南桂子展 船の旅

 日曜日にNHKの『日曜美術館』を朝見て、そのまま午後に『南桂子展 船の旅』に行ってしまいました。(そういう人も多かったのか、結構混んでいた、)
 版画はもともと好きなのですが、南さんの銅版画の世界は、モチーフの鳥や木々のデザインが繊細で、でも可愛らしすぎず、醸し出される全体の空気感、計算されつくしたような微妙なバランスが好きです。一枚の作品の中に描かれるモノがシンプルで少なく、よく登場する少女の表情が淋しげなところが特徴でしょうか。
 好きな作品はいくつもあるのですが、「公園」と題された緑で統一された作品も、秀逸なデザインだなぁ、と感動しました。ポストカード本の中にあったので、購入。(↓)
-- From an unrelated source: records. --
PR #3804, opened 2015-06-07
Cleanup: removed some custom signals

### LINKED ISSUE #3397: Review sent and connected signals
There are some signals that are being sent but no one is listening. There are other listeners being registered for no practical use. Let's review and clean this up.

* The signals defined in `pootle_store/signals.py` are being sent in `pootle_store.fields`, `pootle_store.models` and `pootle_store.views`, but no one listens to them.
* `pootle_autonotices/__init__.py` connects to `post_save` to register new languages and projects, but with the new admin UI it makes no sense to keep these around. Besides unregistering the handlers and removing the dead code, it makes sense to cleanup the related DB tables too, as the `pootle_autonotices` app would die.

julen:
Reasoning being they're not listened anywhere internally nor documented, therefore unsupported.

Fixes #3397.


unho:
lgtm

Issue #3809, opened 2015-06-09
Vfolders name clashes with directory name


dwaynebailey:
After an extensive day of binary testing I managed to reduce the vfolder producing the error to this:

```json
[
    {
        "filters": {
            "files": [
                "dom/chrome/security/security.properties.po"
            ]
        },
        "is_browsable": true,
        "location": "/{LANG}/firefox/",
        "name": "security",
        "priority": 0.4
    }
]
```

The clash of names between ``security`` in the vfolder name and the directory seem to produce as dirty count of 6.  This doesn't seem to change with the addition of other files in that folder.

The problem disappears in a vfolder with 

```json
[
    {
        "filters": {
            "files": [
                "security/manager/chrome/pippki/pippki.properties.po"
            ]
        },
        "is_browsable": true,
        "location": "/{LANG}/firefox/",
        "name": "security",
        "priority": 0.4
    }
]
```

The same top level name of ``security``

There must be some component that I'm still missing as using the first example and calling the vfolder ``chrome`` doesn't seem to produce the same errors but by my theory they should since the names clash.

unho:
Just as an explanation of what it is going on.

> ```json
> [
>     {
>         "filters": {
>             "files": [
>                 "dom/chrome/security/security.properties.po"
>             ]
>         },
>         "is_browsable": true,
>         "location": "/{LANG}/firefox/",
>         "name": "security",
>         "priority": 0.4
>     }
> ]
> ```

The previous JSON creates the following `VFolderCachedTreeItem`s for
`/af/firefox/`:

- `/af/firefox/security/dom/chrome/security/`
- `/af/firefox/security/dom/chrome/`
- `/af/firefox/security/dom/`
- `/af/firefox/security/`

The last `VFolderCachedTreeItem` is the problematic one, since it also exists
a regular directory with the same `pootle_path`.

> ```json
> [
>     {
>         "filters": {
>             "files": [
>                 "security/manager/chrome/pippki/pippki.properties.po"
>             ]
>         },
>         "is_browsable": true,
>         "location": "/{LANG}/firefox/",
>         "name": "security",
>         "priority": 0.4
>     }
> ]
> ```

The previous JSON creates the following `VFolderCachedTreeItem`s for
`/af/firefox/`:

- `/af/firefox/security/security/manager/chrome/pippki/`
- `/af/firefox/security/security/manager/chrome/`
- `/af/firefox/security/security/manager/`
- `/af/firefox/security/security/`
[...]

Issue #3534, opened 2015-01-22
VFolders: Alter VirtualFolder.save() to to append `-virtual` to the name if necessary


unho:
If the vfolder name conflicts with any the name for any existing directory or file in the vfolder location it is necessary to rename it. Have in mind that the location can use any combination of `{LANG}` and `{PROJ}` placeholders, so it would be necessary to check all the matching TPs.

unho:
@iafan What about raising an error when we try to add a vfolder named like a regular folder?

iafan:
@unho, I'm not opposed to this approach. How will we cover the situation when the physical folder is added on update_stores, and such a virtual folder already exists? Also raise an exception? How will one rename the virtual folder to resolve the conflict?

dwaynebailey:
@iafan My view is this:

1. If there is a name clash we disable the vfolder (even if that clash happens by the appearance of a new folder that matches the vfolder)
2. Report this as part of update_stores
3. I'd like Pootle to run fine even with an unresolved clash so no exception raising that would disable anything.  An exception might be useful for someone doing some remote monitoring.
4. To be able to rename the vfolder we'd need to have the ability to delete vfolders
5.  I'd style a clashing vfolder differently on the admin view of the vfolders and disable all information.

iafan:
Thanks, @dwaynebailey. I agree with your vision here. It might be easier to simply disable the vfolder than to implicitly rename it (this would change its URL and break inbound links, if any).

As for item 4, I think at some point I shared an idea to replace all the vfolders based on the vfolder description .json file. So deleting or renaming the vfodler would mean adjusting the same master .json file that contains all the descriptions and running the `add_vfolders` command (also it might make sense to rename this command to `update_vfolders` for clarity). Such a command would complain on any folder naming conflicts.

unho:
Related #3809.

unho:
See #3905 for temporary workaround.

phlax:
this was fixed by #5221

PR #3816, opened 2015-06-11
Cache virtual folder stats using CachedTreeItem

unho:
@translate/core  Ready to review.

The purpose of these changes is to use CachedTreeItem in order to keep stats in cache, resulting in a faster retrieval. In order to do so VFolderCachedTreeItem trees are created besides regular tree, see an example in https://imgrush.com/leOJqX9pAlUj. Unfortunately creating those tree structures results in worsening the vfolder and regular directory name clash (#3534) which was reported as #3809. Stats can only be calculated using `refresh_stats_rq`.

Instructions for setup:

- You might need to make the assets to ensure you use the latest JS.
- Run `./manage.py shell_plus`
- Run `VirtualFolder.objects.all().delete()` and exit the shell
- If you have a `test_vfolders` project remove it from Pootle and from `POOTLE_TRANSLATION_DIRECTORY`
- Get https://docs.google.com/file/d/0B-8KVyCPnkZRSHAzbUFRYmV3LWM and uncompress it on your `POOTLE_TRANSLATION_DIRECTORY`
- Add a new `test_vfolders` project.
- Run `./manage.py update_stores --project=test_vfolders`
- Get http://dpaste.com/15NCKRS and save it as `vfolders_test_directory.json`
- Run `./manage.py add_vfolders vfolders_test_directory.json`
- Run `./manage.py refresh_stats_rq --project=test_vfolders`

Instructions for testing:

- Run `./manage.py runserver`
- Log in as a regular user (not admin)
- Go to `http://127.0.0.1:8000/af/test_vfolders/browser/chrome/`
- Check that:
  - the vfolders stats table is displayed
  - the listed vfolders are all the vfolders that should be displayed. The following must not be displayed:
    - not browsable vfolders,
    - completely translated vfolders,
    - priority below 1 vfolders,
    - vfolders that don't match any file in that path.
  - you can see completely translated vfolders that have failing checks.
  - the counts match. Note that each vfolder counts must only include the files they match in the current location or below it.
  -  the translate links are correct. Just are like regular translate links for this location, but with the vfolder name included just after its location, for example a vfolder with location `/af/test_vfolders/browser/` and name `test-overlapping-vfolder` will have a needs work translate link pointing to `http://127.0.0.1:8000/af/test_vfolders/translate/browser/test-overlapping-vfolder/chrome/#filter=incomplete`
- Log in as an admin user
- Check that in `http://127.0.0.1:8000/af/test_vfolders/browser/chrome/` now you can also see styled as disabled (grayed out):
  - not browsable vfolders ,
  - completely translated vfolders,
  - vfolders with priority below 1.
- Click on the `need translation` translate link for vfolder `test-overrides` on the vfolders stats table and ensure that:
  - you see `browser/test-overrides/chrome` in the navbar dropdown,
  - the URL in the browser location bar is `http://127.0.0.1:8000/af/test_vfolders/translate/browser/test-overrides/chrome/#filter=incomplete`,
  - the units displayed only belong to files matched by the vfolder filter in `/af/test_vfolders/browser/chrome/`
  - it is not possible to sort by priority.
- Select the same path to be translated in the editor, but not restricted to a vfolder: `http://127.0.0.1:8000/af/test_vfolders/translate/browser/chrome/#filter=incomplete`. Check that:
  - the unit count is bigger
  - you can sort by priority.
- Open the navbar dropdown and ensure that all the vfolders that match within current project are displayed:
  - Should be included (even if they have low priority or are completely translated):
    - test-overlapping-vfolder
    - test-overrides
    - test-low-priority
    - test-vfolder1
    - test-vfolder2
    - test-vfolder3
    - test-completely-translated-with-failing-checks
  - Are not browsable and thus should not be included:
    - test-not-browsable
    - test-completely-translated
  - Don't apply to any file, so they should not be included:
    - test-directory
    - test-newfile
- Open `http://127.0.0.1:8000/af/test_vfolders/translate/chat/#filter=incomplete` and ensure that:
  - no priority is being displayed for any of the units listed,
  - it is not possible to select priority sorting.
- Open `http://127.0.0.1:8000/af/test_vfolders/translate/dom/chrome/#filter=incomplete` and ensure that:
  - the top priority is being displayed for all the units shown (the units in this location belong to the vfolders whose name starts with `test-vfolder`, which eases looking in the JSON). Remember to ensure that the top priority is shown for a unit that is included in several vfolders.
  - you can sort by priority. Remember top priorities are above and lower at the bottom.

### DIFF
--- a/pootle/apps/pootle_project/models.py
+++ b/pootle/apps/pootle_project/models.py
@@ -36,7 +36,6 @@ from pootle_app.models.directory import Directory
 from pootle_app.models.permissions import PermissionSet
 from pootle_store.filetypes import filetype_choices, factory_classes
 from pootle_store.util import absolute_real_path
-from virtualfolder.signals import vfolder_post_save
 
 
 RESERVED_PROJECT_CODES = ('admin', 'translate', 'settings')
@@ -287,14 +286,17 @@ class Project(models.Model, CachedTreeItem, ProjectURLMixin):
     @property
     def vfolders(self):
         """Return the public virtual folders for this project."""
-        # This import must be here to avoid circular import issues.
-        from virtualfolder.models import VirtualFolder
+        if 'virtualfolder' in settings.INSTALLED_APPS:
+            # This import must be here to avoid circular import issues.
+            from virtualfolder.models import VirtualFolder
 
-        return [vf.tp_relative_path
-                for vf in VirtualFolder.objects.filter(
-                    units__store__translation_project__project__code=self.code,
-                    is_public=True
-                ).distinct()]
+            return [vf.tp_relative_path
+                    for vf in VirtualFolder.objects.filter(
+                        units__store__translation_project__project__code=self.code,
+                        is_public=True
+                    ).distinct()]
+
+        return []
 
     @cached_property
     def languages(self):
@@ -524,22 +526,25 @@ class ProjectSet(VirtualResource, ProjectURLMixin):
     ### /TreeItem
 
 
-@receiver([vfolder_post_save, pre_delete])
-def invalidate_resources_cache_for_vfolders(sender, instance, **kwargs):
-    if instance.__class__.__name__ == 'VirtualFolder':
-        try:
-            # In case this is vfolder_post_save.
-            affected_projects = kwargs['projects']
-        except KeyError:
-            # In case this is pre_delete.
-            affected_projects = Project.objects.filter(
-                translationproject__stores__unit__vfolders=instance
-            ).distinct().values_list('code', flat=True)
+if 'virtualfolder' in settings.INSTALLED_APPS:
+    from virtualfolder.signals import vfolder_post_save
 
-        cache.delete_many([
-            make_method_key('Project', 'resources', proj)
-            for proj in affected_projects
-        ])
+    @receiver([vfolder_post_save, pre_delete])
+    def invalidate_resources_cache_for_vfolders(sender, instance, **kwargs):
+        if instance.__class__.__name__ == 'VirtualFolder':
+            try:
+                # In case this is vfolder_post_save.
+                affected_projects = kwargs['projects']
+            except KeyError:
+                # In case this is pre_delete.
+                affected_projects = Project.objects.filter(
+                    translationproject__stores__unit__vfolders=instance
+                ).distinct().values_list('code', flat=True)
+
+            cache.delete_many([
+                make_method_key('Project', 'resources', proj)
+                for proj in affected_projects
+            ])
 
 
 @receiver([post_delete, post_save])
--- a/pootle/apps/pootle_project/models.py
+++ b/pootle/apps/pootle_project/models.py
@@ -286,14 +286,14 @@ class Project(models.Model, CachedTreeItem, ProjectURLMixin):
 
     @property
     def vfolders(self):
-        """Return the browsable virtual folders for this project."""
+        """Return the public virtual folders for this project."""
         # This import must be here to avoid circular import issues.
         from virtualfolder.models import VirtualFolder
 
         return [vf.tp_relative_path
                 for vf in VirtualFolder.objects.filter(
                     units__store__translation_project__project__code=self.code,
-                    is_browsable=True
+                    is_public=True
                 ).distinct()]
 
     @cached_property
--- a/pootle/apps/pootle_store/models.py
+++ b/pootle/apps/pootle_store/models.py
@@ -1367,6 +1367,13 @@ class Store(models.Model, CachedTreeItem, base.TranslationStore):
         return self.name.startswith('pootle-terminology')
 
     @property
+    def parent_vfolder_treeitems(self):
+        if 'virtualfolder' in settings.INSTALLED_APPS:
+            return self.parent_vf_treeitems.all()
+
+        return []
+
+    @property
     def units(self):
         if hasattr(self, '_units'):
             return self._units
@@ -1426,6 +1433,7 @@ class Store(models.Model, CachedTreeItem, base.TranslationStore):
 
     def delete(self, *args, **kwargs):
         parent = self.get_parent()
+        vfolder_treeitems = self.parent_vfolder_treeitems
 
         store_log(user='system', action=STORE_DELETED,
                   path=self.pootle_path, store=self.id)
@@ -1440,6 +1448,9 @@ class Store(models.Model, CachedTreeItem, base.TranslationStore):
         self.clear_all_cache(parents=False, children=False)
         if parent is not None:
             parent.update_all_cache()
+
+        for vfolder_treeitem in vfolder_treeitems:
+            vfolder_treeitem.update_all_cache()
 
     def makeobsolete(self):
         """Make this store and all its units obsolete."""
@@ -2139,6 +2150,17 @@ class Store(models.Model, CachedTreeItem, base.TranslationStore):
         """This TreeItem method is used on directories, translation projects,
         languages and projects. For stores do nothing"""
         return
+
+    def all_pootle_paths(self):
+        """Get cache_key for all parents (to the Language and Project)
+        of current TreeItem
+        """
+        pootle_paths = super(Store, self).all_pootle_paths()
+
+        for vfolder_treeitem in self.parent_vfolder_treeitems:
+            pootle_paths.extend(vfolder_treeitem.all_pootle_paths())
+
+        return pootle_paths
 
     ### /TreeItem
 
--- a/pootle/apps/pootle_store/models.py
+++ b/pootle/apps/pootle_store/models.py
@@ -1432,7 +1432,7 @@ class Store(models.Model, CachedTreeItem, base.TranslationStore):
             self.update_dirty_cache()
 
     def delete(self, *args, **kwargs):
-        parent = self.get_parent()
+        parents = self.get_parents()
         vfolder_treeitems = self.parent_vfolder_treeitems
 
         store_log(user='system', action=STORE_DELETED,
@@ -1446,8 +1446,8 @@ class Store(models.Model, CachedTreeItem, base.TranslationStore):
         super(Store, self).delete(*args, **kwargs)
 
         self.clear_all_cache(parents=False, children=False)
-        if parent is not None:
-            parent.update_all_cache()
+        for p in parents:
+            p.update_all_cache()
 
         for vfolder_treeitem in vfolder_treeitems:
             vfolder_treeitem.update_all_cache()
@@ -2045,11 +2045,11 @@ class Store(models.Model, CachedTreeItem, base.TranslationStore):
     def can_be_updated(self):
         return not self.obsolete
 
-    def get_parent(self):
+    def get_parents(self):
         if self.parent.is_translationproject():
-            return self.translation_project
+            return [self.translation_project]
         else:
-            return self.parent
+            return [self.parent]
 
     def get_cachekey(self):
         return self.pootle_path
--- a/pootle/apps/pootle_store/models.py
+++ b/pootle/apps/pootle_store/models.py
@@ -1433,7 +1433,6 @@ class Store(models.Model, CachedTreeItem, base.TranslationStore):
 
     def delete(self, *args, **kwargs):
         parents = self.get_parents()
-        vfolder_treeitems = self.parent_vfolder_treeitems
 
         store_log(user='system', action=STORE_DELETED,
                   path=self.pootle_path, store=self.id)
@@ -1448,9 +1447,6 @@ class Store(models.Model, CachedTreeItem, base.TranslationStore):
         self.clear_all_cache(parents=False, children=False)
         for p in parents:
             p.update_all_cache()
-
-        for vfolder_treeitem in vfolder_treeitems:
-            vfolder_treeitem.update_all_cache()
 
     def makeobsolete(self):
         """Make this store and all its units obsolete."""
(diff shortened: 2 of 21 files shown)


dwaynebailey:
I've tested this extensively on mlo2 - linode.locamotion.org.  We picked up a few of the miscount and dirty count issues that seem to relate to name clashes.  Those I think should be fixed outside of this as without clashes this is working well.

In terms of speed we're slower than a project without vfolders.  But my stopwatch based test don't show major slowdown due to the vfolders.

Loading of vfolders is time consuming, but not massively so.

pootle/apps/pootle_store/models.py
```diff
@@ -1437,8 +1439,11 @@ def delete(self, *args, **kwargs):
         super(Store, self).delete(*args, **kwargs)
 
         self.clear_all_cache(parents=False, children=False)
-        if parent is not None:
-            parent.update_all_cache()
+        for p in parents:
+            p.update_all_cache()
+
+            for vfcti in vfctis:
```
julen: Any reader will need some help to decipher any variables named like this — let's have some human-readable name and reduce the cognitive load.

unho: Any suggestion?

julen: I don't even know what it means :stuck_out_tongue:

unho: `vfcti` is short for `VFolderCachedTreeItem`.

unho:
@translate/core Please review and test. Lets see if we can land this sooner than later.

dwaynebailey:
Sorry wasn't clear in my first comments its GTM but I haven't done any code review.

pootle/apps/pootle_store/models.py
dwaynebailey: I think the point being that you have to explain what it means here.  Good luck to anyone reviewing this code at a later date.  If you where treading with fear that you'd go over 80 chars, remember that its more important that the code id readable before you worry that the line is 100 characters long.

pootle/apps/pootle_store/models.py
```diff
@@ -2033,11 +2038,15 @@ def get_max_unit_revision(self):
...
-    def get_parent(self):
+    def get_parents(self):
         if self.parent.is_translationproject():
-            return self.translation_project
+            parents = [self.translation_project]
         else:
-            return self.parent
+            parents = [self.parent]
+
+        parents.extend(self.parent_vf_treeitems.all())
```
ta2-1: I think we should skip DB querying for `parent_vf_treeitems.all()` if we don't use virtual folders.

pootle/apps/pootle_store/models.py
```diff
@@ -2139,6 +2148,17 @@ def refresh_stats(self, include_children=True, cached_methods=None):
         languages and projects. For stores do nothing"""
         return
 
+    def all_pootle_paths(self):
+        """Get cache_key for all parents (to the Language and Project)
+        of current TreeItem
+        """
+        pootle_paths = super(Store, self).all_pootle_paths()
+
+        for vfcti in self.parent_vf_treeitems.iterator():
```
ta2-1: There is the same the I mentioned in the comment above. Extra DB query if we don't use VF.

pootle/apps/pootle_store/views.py
```diff
@@ -845,10 +845,11 @@ def get_stats(request, *args, **kwargs):
     stats = request.resource_obj.get_stats()
 
     if isinstance(request.resource_obj, Directory):
-        stats['vfolders'] = VirtualFolder.get_stats_for(
-            request.resource_obj.pootle_path,
-            request.user.is_superuser
-        )
+        stats['vfolders'] = {}
+
+        for vfcti in request.resource_obj.vf_treeitems.iterator():
```
ta2-1: Extra DB query if we don't use VF.

pootle/apps/pootle_store/models.py
```diff
@@ -1424,7 +1425,8 @@ def save(self, *args, **kwargs):
             self.update_dirty_cache()
 
     def delete(self, *args, **kwargs):
-        parent = self.get_parent()
+        parents = self.get_parents()
+        vfctis = self.parent_vf_treeitems.all()
```
ta2-1: Extra DB query if we don't use VF.

pootle/apps/pootle_translationproject/models.py
```diff
@@ -324,8 +325,20 @@ def get_children(self):
...
+    def clear_all_cache(self, children=True, parents=True):
+        super(TranslationProject, self).clear_all_cache(children=children,
+                                                        parents=parents)
+
+        # VFolderCachedTreeItem can only have VFolderCachedTreeItem parents so
+        # it is necessary to flush their cache by calling them one by one.
+        tp_vfctis = VFolderCachedTreeItem.objects.filter(
+            pootle_path__startswith=self.pootle_path
+        )
+        for vfcti in tp_vfctis.iterator():
```
ta2-1: Extra DB query if we don't use VF.

pootle/apps/pootle_translationproject/views.py
```diff
@@ -171,10 +171,11 @@ def browse(request, translation_project, dir_path, filename=None):
             })
 
             #FIXME: set vfolders stats in the resource, don't inject them here.
-            stats['vfolders'] = VirtualFolder.get_stats_for(
-                directory.pootle_path,
-                all_vfolders=is_admin
-            )
+            stats['vfolders'] = {}
+
+            for vfcti in directory.vf_treeitems.iterator():
```
ta2-1: Extra DB query if we don't use VF.

pootle/core/helpers.py
```diff
@@ -155,8 +157,10 @@ def get_browser_context(request):
 
     filters = {}
 
-    if (not isinstance(resource_obj, Store) and
-        VirtualFolder.get_matching_for(request.pootle_path).count()):
+    if ((isinstance(resource_obj, Directory) and
+         resource_obj.vf_treeitems.count()) or
```
ta2-1: Extra DB query if we don't use VF?

pootle/apps/pootle_store/models.py
unho: This is a global reply to all the equivalent comments.

We can check if `virtualfolder` app is in `INSTALLED_APPS` in every single place we query the DB for vfolders. I am going to add another commit to the PR in order to do that.

pootle/apps/pootle_store/models.py
jleclanche: http://www.slideshare.net/pirhilton/how-to-name-things-the-hardest-problem-in-programming

pootle/apps/pootle_store/models.py
ta2-1: That would be great)

unho:
@translate/core Did several minor adjustments:

- Rebased on top of latest master.
- Renamed `vfcti` to `vfolder_treeitem`. If anyone is not ok with this name please let us know.
- Added checks for `virtualfolder` app in `INSTALLED_APPS` to avoid extra DB hits. This includes adding some convenience properties in `Directory` and `Store`.
- Some minor cleanups.

unho:
Just added to this PR a commit that renames `is_browsable` to `is_public`. The JSON provided in the instructions to test this PR has been updated accordingly.

pootle/apps/virtualfolder/models.py
```diff
@@ -54,8 +56,8 @@ class VirtualFolder(models.Model):
         help_text=_('Number specifying importance. Greater priority means it '
                     'is more important.'),
     )
-    is_browsable = models.BooleanField(
-        _('Is browsable?'),
+    is_public = models.BooleanField(
+        _('Is public?'),
         default=True,
         help_text=_('Whether this virtual folder is active or not.'),
```
julen: Based on a previous IRC discussion, I guess *active* sort of contradicts with *public* here, no?

pootle/apps/virtualfolder/models.py
```diff
@@ -347,19 +275,156 @@ def get_adjusted_pootle_path(self, pootle_path):
...
 
+class VFolderCachedTreeItemManager(models.Manager):
+    use_for_related_fields = True
+
+    def get_queryset(self):
+        return super(VFolderCachedTreeItemManager, self) \
+            .get_queryset().select_related('vfolder')
+
+
+class VFolderCachedTreeItem(models.Model, CachedTreeItem):
```
julen: As I was discussing with @ta2-1 the other day, we are very confused to have a model named after *CachedTreeItem*, giving the false impression this object comes from Redis directly, when it's a DB model.

We are not either sure of the need for a separate model here (there's also `VirtualFolder`, which isn't cached).

julen:
Just checking: is this PR supposed to considerably reduce the amount of SQL queries needed in vfolders? In previous testing there were circa 172 queries in a browsing page (cold start), vs. circa 167 now. Did you verify this on your end?

On a separate note, would it make sense to name migration files after what they actually do? Auto-generated filenames with datetimes give no clue what the migrations are about. FWIW we already have named migrations in the repo.

I'm delegating a deeper stats/cache review on @ta2-1. Consider a GTM from him as a +1 from my side.

pootle/apps/virtualfolder/models.py
unho: Will rename *active* to *public* as well.

unho:
> Just checking: is this PR supposed to considerably reduce the amount of SQL queries needed in vfolders? In previous testing there were circa 172 queries in a browsing page (cold start), vs. circa 167 now. Did you verify this on your end?

No, the purpose of this PR is to improve the performance. I haven't checked if the number of queries has changed.

> On a separate note, would it make sense to name migration files after what they actually do? Auto-generated filenames with datetimes give no clue what the migrations are about. FWIW we already have named migrations in the repo.

Just renamed the migrations.

pootle/apps/virtualfolder/models.py
unho: We can rename it to *VirtualFolderTreeItem* to keep it descriptive while dropping the *Cached* part. But it can still be confusing.

On the need for a separate model:

Lets suppose we add a `VirtualFolder` with location `/af/firefox/browser/` with a filter `chrome/browser/overview/one.po, chrome/browser/migrations/two.po`. But we want to have specific stats for the virtual folder in each path between the vfolder files and the root location. Specifically the vfolder will have different stats for path `/af/firefox/browser/chrome/browser/overview/` and path `/af/firefox/browser/chrome/browser/migrations/` and also for their parent path `/af/firefox/browser/chrome/browser/`.

So since the TreeItem class provides the stats caching infrastructure provided that a tree structure is used it felt more natural to have a separate class to keep those treeitems for the vfolders.

Having `VFolderCachedTreeItem` also allows to easily retrieve all the vfolders for a given `Directory` without need to filter the `VirtualFolder` instances based on if they have units below that directory. See https://github.com/translate/pootle/pull/3816/files#diff-2595359c0c549cb2373dc7ec23dc8cb2L133 compared to https://github.com/translate/pootle/pull/3816/files#diff-2595359c0c549cb2373dc7ec23dc8cb2R289

I must say I don't see how `VirtualFolder` and `VFolderCachedTreeItem` can be merged together without either:

- Going back to having methods that convert provided directory pootle_path and vfolder to the equivalent `VFolderCachedTreeItem` pootle_path or
- Replicating the `VirtualFolder` specific data across all the `VFolderCachedTreeItem` instances for each vfolder.

I am not sure if this clarifies this to you. Please ask again for further explanations if necessary.

ta2-1: @unho, let's don't speak about merging together `VirtualFolder` and `VirtualFolderCachedTreeItem`. 
Actually we have one `RootVirtualFolder` and its children.
What do you think if we replace `VirtualFolder` with `RootVirtualFolder(models.Model, CachedTreeItem)` and then `VirtualFolderCachedTreeItem` can become `VirtualFolder(models.Model, CachedTreeItem)`? 
And then even if we need to override `CachedTreeItem` that class can be called `VirtualFolderCachedTreeItem`.

unho: I find `RootVirtualFolder` to be more confusing, since actually that is the virtual folder.

Also in the current stage there is no need for `CachedTreeItem` to be applied to that `RootVirtualFolder` model since we don't yet display whole stats for a virtual folder. But in case we do we still have to decide what `get_cachekey` is going to return for such items. Anyway this feels like it belongs to further developments to display virtual folders outside a specific TP.

unho: Just for the record. After discussion with Taras on IRC we decided to rename `VFolderCachedTreeItem` to `VirtualFolderTreeItem`. It has the same number of characters but it is easier to understand. `VirtualFolder` is kept unchanged.

unho:
@translate/core Renamed `VFolderCachedTreeItem` to `VirtualFolderTreeItem`. That required changing migrations, so you will have to:

- Remove the migrations from `django_migration_history` DB table,
- Remove the created DB tables (the ones starting with `virtualfolder`), and
- Run the migrations again.

Please let me know if there is any other blocker. We would like to release Pootle 2.7 by this week and this PR is blocking it.

pootle/apps/pootle_project/models.py
```diff
@@ -286,14 +286,14 @@ def is_terminology(self):
 
     @property
     def vfolders(self):
```
ta2-1: @unho, this property should also check if `virtualfolder` app is used. It was added before this PR changes so I don't know if we can do it here.

unho: @ta2-1 Yes, adding it to the PR. Any other problem with the PR?

ta2-1:
@unho, we have wrong vfolder stats after any store file is marked as obsolete. 
`parent.update_all_cache()` refreshes stats for regular tree items (see
https://github.com/translate/pootle/blob/bbf14fed9a63bf690d98a8ca63bc6b1fac8d9039/pootle/apps/pootle_app/project_tree.py#L159). We need to check if this parent has virtual folder tree items and refresh them too.

ta2-1:
@unho, GTM after addressing previous comment.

 南さんは、戦後、壷井栄さんに師事して童話を書いていたそうで、掲載されていた新聞も会場にありました。昨年、大量に南さん作の童話の原稿が見つかったそうで、今回は、一部が初公開とのことでした。
1953年の冬、船でフランスに渡ったそうです。その中で書き綴られた詩が「船の旅」。想像を絶する、未来の見えない長い船旅だったことと。今回、南さんの作品の奥に感じられる「何か」が、やりたいことに向かっていく時の強靭な意志と、すべてを求めない潔い諦めの下にあることを感じました。50点ほど展示。よかったですよ。
『南桂子展 船の旅』 ミュゼ浜口陽三・ヤマサコレクションにて 7/31まで。

p.s: すぐ近くの、水天宮通り沿いのロイヤルパークホテル、1Fに授乳室あり。とても便利でした。

1 Comment

  1. 南桂子展、行かれたのですね!!
    私も日曜美術館を見て、行きたいと思いつつ未だ行けず。
    山本さんの説明で、背景へのこだわりと奥深さを知り、
    これは実物を見なければ!と。
    そんな所にクリスさんのブログ。何としても行きます。